Say I was able to wade out 100 yards before I cast at low tide. Then get a boomin' cast with 6oz, a small bait and a 20 knot tailwind. That's 150 yards for me on a good day. OK, a great day. Then walk back to shore and spike my rod. That still gives me 50 yards of line to fight a fish. Nothin' is gonna get 50 yards of mine line execpt a big biter or a monster cobie.

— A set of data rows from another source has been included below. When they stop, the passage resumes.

PR #6161, opened 2024-06-19
Lint  

oliver-sanders:
Small lint fixes for rules not currently covered by our CI, low priority.

Took `ruff` for a spin to see how handy its code fixers are (it's not just a linter, it can fix some issues for you). Some of the fixers are kinda useful, but most the good rules have to be done manually, so turns out they aren't that helpful for us, worth a try, never mind.

Kept a four of the fixes and turned them into this PR. They're mostly small, but [B904](https://docs.astral.sh/ruff/rules/raise-without-from-inside-except/) created a good bit of diff. Long story short, if you're re-raising an exception with a more helpful class/message, you generally want to do `raise Exception(...) from None`, otherwise the context of the exception you're re-raising is included in the traceback which kinda defates the object.

I.E:

```python

try:
    # the general exception we are catching
    raise Exception('foo')
except Exception as exc:
    # the specific exception we are raising
    raise InputError('bar')
```

Preserves the parent exception context resulting in a confusing traceback:

```
  File "/var/tmp/tmp.wlysihZu3M/mess.py", line 5, in <module>
    raise Exception('foo')
Exception: foo

  File "/var/tmp/tmp.wlysihZu3M/mess.py", line 8, in <module>
    raise InputError('bar')
cylc.flow.exceptions.InputError: bar
```

Whereas:

```python

try:
    # the general exception we are catching
    raise Exception('foo')
except Exception as exc:
    # the specific exception we are raising
    raise InputError('bar') from None
```

Chops off the parent context:

```
  File "/var/tmp/tmp.wlysihZu3M/mess.py", line 8, in <module>
    raise InputError('bar') from None
cylc.flow.exceptions.InputError: bar
```

Using `from exc` is the same as the default behaviour (just more explicit).

Raising the whole exception tree is a useful feature for debugging uncaught errors, but not so good for errors we are trying to niceify for users.

**Check List**

### DIFF
--- a/cylc/flow/broadcast_report.py
+++ b/cylc/flow/broadcast_report.py
@@ -72,7 +72,7 @@ def get_broadcast_change_iter(modified_settings, is_cancel=False):
         value = setting
         keys_str = ""
         while isinstance(value, dict):
-            key, value = list(value.items())[0]
+            key, value = next(iter(value.items()))
             if isinstance(value, dict):
                 keys_str += "[" + key + "]"
             else:
--- a/cylc/flow/clean.py
+++ b/cylc/flow/clean.py
@@ -129,7 +129,7 @@ def _clean_check(opts: 'Values', id_: str, run_dir: Path) -> None:
     except ContactFileExists as exc:
         raise ServiceFileError(
             f"Cannot clean running workflow {id_}.\n\n{exc}"
-        )
+        ) from None
 
 
 def init_clean(id_: str, opts: 'Values') -> None:
@@ -173,7 +173,7 @@ def init_clean(id_: str, opts: 'Values') -> None:
             try:
                 platform_names = get_platforms_from_db(local_run_dir)
             except ServiceFileError as exc:
-                raise ServiceFileError(f"Cannot clean {id_} - {exc}")
+                raise ServiceFileError(f"Cannot clean {id_} - {exc}") from None
             except sqlite3.OperationalError as exc:
                 # something went wrong with the query
                 # e.g. the table/field we need isn't there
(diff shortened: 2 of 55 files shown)


cylc/flow/broadcast_report.py
```diff
@@ -72,7 +72,7 @@ def get_broadcast_change_iter(modified_settings, is_cancel=False):
         value = setting
         keys_str = ""
         while isinstance(value, dict):
-            key, value = list(value.items())[0]
+            key, value = next(iter(value.items()))
```
oliver-sanders, line 75: Get the first item from the iterator rather than working through the whole iterator, turning it into a list, then getting the first item.

cylc/flow/clean.py
```diff
@@ -129,7 +129,7 @@ def _clean_check(opts: 'Values', id_: str, run_dir: Path) -> None:
     except ContactFileExists as exc:
         raise ServiceFileError(
             f"Cannot clean running workflow {id_}.\n\n{exc}"
-        )
+        ) from None
```
oliver-sanders, line 132: Don't include the ContactFileExists exception context in the ServiceFileError.

cylc/flow/network/multi.py
```diff
@@ -235,7 +235,7 @@ def _report(
     """
     try:
         ret: List[Tuple[Optional[str], Optional[str], bool]] = []
-        for _mutation_name, mutation_response in response.items():
+        for mutation_response in response.values():
```
oliver-sanders, line 238: PERF101: don't needless iterate items

cylc/flow/resources.py
```diff
@@ -205,12 +205,9 @@ def get_api_key() -> str:
     load over a larger number of keys to prevent hitting the cap with group
     sessions.
     """
-    keys = []
     with open((TUTORIAL_DIR / 'api-keys'), 'r') as api_keys:
-        for api_key in api_keys:
-            keys.append(api_key)
-    shuffle(keys)
-    return keys[0].strip()
+        return choice(list(api_keys)).strip()  # nosec
```
oliver-sanders, line 209: PERF402: Don't build an entire list when you only need one item

hjoliver (approved):
Nice, worth doing!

Even then I can walk back into the water if I have to. 

There are, indeed, several days a year when I can wade out that far and get a good cast when the cobies are around. 

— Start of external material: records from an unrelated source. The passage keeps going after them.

PR #6163, opened 2024-06-20
`cylc version --long`: ensure correct path is printed for `cylc` executable

MetRonnie:
While testing on GH Actions MacOS 14, I found that `sys.executable`/`sys.prefix` gave different locations to `$ command -v cylc`. But `sys.argv[0]` is consistent (tested on Ubuntu too).

On the MacOS 14 runner:

```console
$ cylc version --long
8.3.1.dev (/Library/Frameworks/Python.framework/Versions/3.9)
...
```

```console
$ command -v cylc
/Users/runner/hostedtoolcache/Python/3.9.13/arm64/...
```

**Check List**

- [x] No dependency changes 
- [x] Tests are updated
- [x] Minor change, no changelog entry needed
- [x] No docs needed

### DIFF
--- a/cylc/flow/scripts/cylc.py
+++ b/cylc/flow/scripts/cylc.py
@@ -88,7 +88,7 @@ def get_version(long=False):
     from pathlib import Path
     version = f"{__version__}"
     if long:
-        version += f" ({Path(sys.executable).parent.parent})"
+        version += f" ({Path(sys.argv[0])})"
     return version
 
 
--- a/tests/functional/cli/01-help.t
+++ b/tests/functional/cli/01-help.t
@@ -79,12 +79,7 @@ run_ok "${TEST_NAME_BASE}-id" cylc help id
 
 # Check "cylc version --long" output is correct.
 cylc version --long | head -n 1 > long1
-WHICH="$(command -v cylc)"
-PARENT1="$(dirname "${WHICH}")"
-PARENT2="$(dirname "${PARENT1}")"
-echo "$(cylc version) (${PARENT2})" > long2
-# the concise version of the above is a bash quoting nightmare:
-# echo "$(cylc version) ($(dirname $(dirname $(which cylc))))" > long2
+echo "$(cylc version) ($(command -v cylc))" > long2
 cmp_ok long1 long2
 
 # --help with no DISPLAY


cylc/flow/scripts/cylc.py
```diff
@@ -88,7 +88,7 @@ def get_version(long=False):
     from pathlib import Path
     version = f"{__version__}"
     if long:
-        version += f" ({Path(sys.executable).parent.parent})"
+        version += f" ({Path(sys.argv[0])})"
```
oliver-sanders, line 91: I'm a bit worried that this might not produce the desired result in all cases, e.g:

```console
$ python -c 'import sys; print(sys.argv[0])'
-c
```

MetRonnie: Produces the right path in all testing I've done. Not sure how it could not, as it will always be run via the `cylc` script?

oliver-sanders: Yes, but the Cylc script itself is called by a wrapper script that is auto-generated from the entry points.

E.G, try:

```console
$ mamba activate <env>
$ cat $(which cylc)
```

This script may differ between different Mamba/Conda client implementations (incl conda-pack) as well as venv, virtualenv and native Python/pip.

oliver-sanders: How about using `__file__`?

MetRonnie: Granted, it won't give the same result as `command -v cylc` if using a wrapper script; but it will still give the ultimate `cylc` executable path (tested).

I've tested my solution on GH Actions Ubuntu and MacOS 14 runners which aren't using conda, and get the right results.

> How about using `__file__`?

https://github.com/cylc/cylc-flow/blob/5b215901e336f4f8b64738fca3402e4548eef035/cylc/flow/scripts/cylc.py#L83-L86

oliver-sanders: From testing, only the `-c` argument to `python` appears to be able to get `sys.argv[0]` to give the wrong answer.

oliver-sanders (approved):
The idea here is that the location of the Cylc wrapper script is a better indication of the location of the Cylc installation than the location of the Python binary (which is what we were using before).

I think that makes sense.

Not sure the Pro Gear will give me this capacity.


----------



## Railroader (Apr 13, 2005)

Great DAY! Just fill the danged thing with 20# and fish with it...It'll be enough.


----------



## okimavich (Nov 13, 2006)

Basic Assumptions:

1. Line completely and perfectly wraps around spool (no gaps or "crossthreading")
2. Once completed, line comes up to the same spot on the spool
3. Assuming the first assumptions are true, the volume of line must be the same with both 0.007" and 0.009" diameter lines.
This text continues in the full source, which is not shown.